If you want to convert uint64_t to a uint8_t[8] (little endian). On a little endian architecture you can just do an ugly reinterpret_cast<> or memcpy(), e.g:
void from_memcpy(const std::uint64_t &x, uint8_t* bytes) {
    std::memcpy(bytes, &x, sizeof(x));
}
This generates efficient assembly:
mov     rax, qword ptr [rdi]
mov     qword ptr [rsi], rax
ret
However it is not portable. It will have different behaviour on a little endian machine.
For converting uint8_t[8] to uint64_t there is a great solution - just do this:
void to(const std::uint8_t* bytes, std::uint64_t &x) {
    x = (std::uint64_t(bytes[0]) << 8*0) |
        (std::uint64_t(bytes[1]) << 8*1) |
        (std::uint64_t(bytes[2]) << 8*2) |
        (std::uint64_t(bytes[3]) << 8*3) |
        (std::uint64_t(bytes[4]) << 8*4) |
        (std::uint64_t(bytes[5]) << 8*5) |
        (std::uint64_t(bytes[6]) << 8*6) |
        (std::uint64_t(bytes[7]) << 8*7);
}
This looks inefficient but actually with Clang -O2 it generates exactly the same assembly as before, and if you compile on a big endian machine it will be smart enough to use a native byte swap instruction.
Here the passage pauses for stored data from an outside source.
PR #1298, opened 2025-05-08
Publish core and client docker images to ghcr.io

klutchell:
We want to allow image reuse at test time and avoid always building from scratch.

Change-type: minor

See: https://balena.fibery.io/Work/Improvement/Publish-core-and-client-container-images-2943

### DIFF
--- a/action.yml
+++ b/action.yml
@@ -1,27 +1,45 @@
 name: 'Leviathan Action'
 description: 'Test your software directly on hardware using the Levaithan Testing framework'
+
 runs:
   using: "composite"
   steps:
     - name: Set up Docker Buildx
       uses: docker/setup-buildx-action@e468171a9de216ec08956ac3ada2f0791b6bd435 # v3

E.g. this code:
void to(const std::uint8_t* bytes, std::uint64_t &x) {
    x = (std::uint64_t(bytes[7]) << 8*0) |
        (std::uint64_t(bytes[6]) << 8*1) |
        (std::uint64_t(bytes[5]) << 8*2) |
        (std::uint64_t(bytes[4]) << 8*3) |
        (std::uint64_t(bytes[3]) << 8*4) |
        (std::uint64_t(bytes[2]) << 8*5) |
        (std::uint64_t(bytes[1]) << 8*6) |
        (std::uint64_t(bytes[0]) << 8*7);
}
Compiles to:
mov     rax, qword ptr [rdi]
bswap   rax
mov     qword ptr [rsi], rax
ret
My question is: is there an equivalent reliably-optimised construct for converting in the opposite direction? I've tried this, but it gets compiled naively:
void from(const std::uint64_t &x, uint8_t* bytes) {
    bytes[0] = x >> 8*0;
    bytes[1] = x >> 8*1;
    bytes[2] = x >> 8*2;
    bytes[3] = x >> 8*3;
    bytes[4] = x >> 8*4;
    bytes[5] = x >> 8*5;
    bytes[6] = x >> 8*6;
    bytes[7] = x >> 8*7;
}
Edit: After some experimentation, this code does get compiled optimally with GCC 8.1 and later as long as you use uint8_t* __restrict__ bytes. However I still haven't managed to find a form that Clang will optimise.